Created on 11-01-202312:04 PM - edited on 11-08-202311:47 PM by VidyaSargur
It's all about simplicity and cohesion. With the multiple services within CDP, today I'll focus on finding actively running queries in CDW (Impala) from CML. With the three steps below, you'll be able to find actively running query progress:
Step 1: Find the coordinator URL within CDW (Impala)

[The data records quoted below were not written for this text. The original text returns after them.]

PR #12673, opened 2023-05-23
fix: warn about multiple schema files in admin modelgen task

phani-srikar:
#### Description of changes

If the customer is using multiple GraphQL schema files located at `<amplify/backend/api/<api_name>/schema>` folder instead of a single `schema.graphql` file, the current behavior is to fail softly by throwing the following error:
```
ENOENT: no such file or directory... schema.graphql
```
This error message occurs during the admin modelgen flow where we upload the Studio CMS artifacts to deployment S3 bucket. 
The current behavior is that we fail to update the schema, but generate and update the modelgen files in S3 bucket. When customer tries to open the Schema editor in Studio console, it fails to load.
With this change, we check and early return if we detect that there is no single schema file. In addition we display a warning message.

#### Issue #, if available

https://github.com/aws-amplify/amplify-category-api/issues/1074

Added unit test.
Tested from a JS app.

#### Checklist

- [x] PR description included
- [x] `yarn test` passes

### DIFF
--- a/packages/amplify-provider-awscloudformation/src/admin-modelgen.ts
+++ b/packages/amplify-provider-awscloudformation/src/admin-modelgen.ts
@@ -4,6 +4,7 @@ import _ from 'lodash';
 import * as path from 'path';
 import { S3 } from './aws-utils/aws-s3';
 import { ProviderName as providerName } from './constants';
+import { printer } from '@aws-amplify/amplify-prompts';
 
 /**
  * Generates DataStore Models for Admin UI CMS to consume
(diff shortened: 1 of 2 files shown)


packages/amplify-provider-awscloudformation/src/admin-modelgen.ts
```diff
@@ -26,6 +27,13 @@ export const adminModelgen = async (context: $TSContext, resources: $TSAny[]): P
     return;
   }
 
+  const localSchemaPath = path.join(pathManager.getResourceDirectoryPath(undefined, 'api', resourceName), 'schema.graphql');
+  // Early return with useful warning if the schema file does not exist
+  if (!fs.existsSync(localSchemaPath)) {
+    printer.warn(`Could not find the GraphQL schema file at "${localSchemaPath}". Amplify Studio's schema editor might not work as intended if you're using multiple schema files.`);
+    return;
+  }
```
sobolk, line 35: keep in mind that we generate these files regardless of customer using studio or not.
So for users who never opened Studio this warning might be confusing.

sobolk (approved):

sobolk (dismissed):

lazpavel (dismissed):

sobolk (approved):

lazpavel (approved):

PR #14497, opened 2026-01-20
feat(gen2-migration): add test scripts to discussions app

sanjanaravikumar-az:
This script provides frontend-backend testing for the discussions app's Amplify backend.

What it tests:

- GraphQL queries (listTopics, getTopic, listPosts, getPost, listComments, getComment, fetchUserActivity)
- GraphQL mutations (CRUD operations for Topics, Posts, and Comments)
- User activity tracking via Lambda function

How it works:

- Runs public queries first to verify data retrieval (Topics, Posts, Comments)
- Tests filtered queries (posts by topic, comments by post)
- Authenticates via Cognito user pool
- Performs full CRUD cycle on Topics (create → update → delete)
- Performs full CRUD cycle on Posts linked to Topics (create → update → delete)
- Performs full CRUD cycle on Comments linked to Posts (create → update → delete)
- Tests user activity tracking for the authenticated user
- Cleans up test data in reverse order (comments → posts → topics) and signs out

Users need to update TEST_USER credentials before running authenticated tests.

### DIFF
--- a/amplify-migration-apps/discussions/test-utils.ts
+++ b/amplify-migration-apps/discussions/test-utils.ts
@@ -263,12 +263,12 @@ export function createQueryTests(queries: GraphQLQueries) {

Within CDW, go to your Virtual Warehouse and select "Edit":
Within the Virtual Warehouse, go to the "WEB UI" page:
Copy the Coordinator Web UI address, in my example I'll remove the https://
Step 2: Since we're connecting to CDW (Impala) from within CML, I'll set my project's Environment Variables to include my username/password
Setting the WORKLOAD_PASSWORD to my workload password
Setting the variable WORKLOAD_USER to my username
Step 3: Within my CML Notebook (in my case PBJ), I'll copy the following code, replacing the coordinator with the coordinator from Step 1:
import os
import requests
import pandas as pd
from tabulate import tabulate
ic = ['coordinator-web-default-impala.dw-go01-demo-aws.ylcu-atmi.cloudera.site']
for c in ic:
r = requests.get('https://{}/queries?json'.format(c),auth=(os.environ["WORKLOAD_USER"], os.environ["WORKLOAD_PASSWORD"]))
running_queries = r.json()['in_flight_queries']
if len(running_queries) > 0:
df = pd.DataFrame(running_queries)
print(tabulate(df[['progress','query_id','stmt','executing','start_time']],headers='keys',tablefmt='psql'))
I can add more columns if necessary such as 'stmt_type','resource_pool','state','default_db','effective_user'.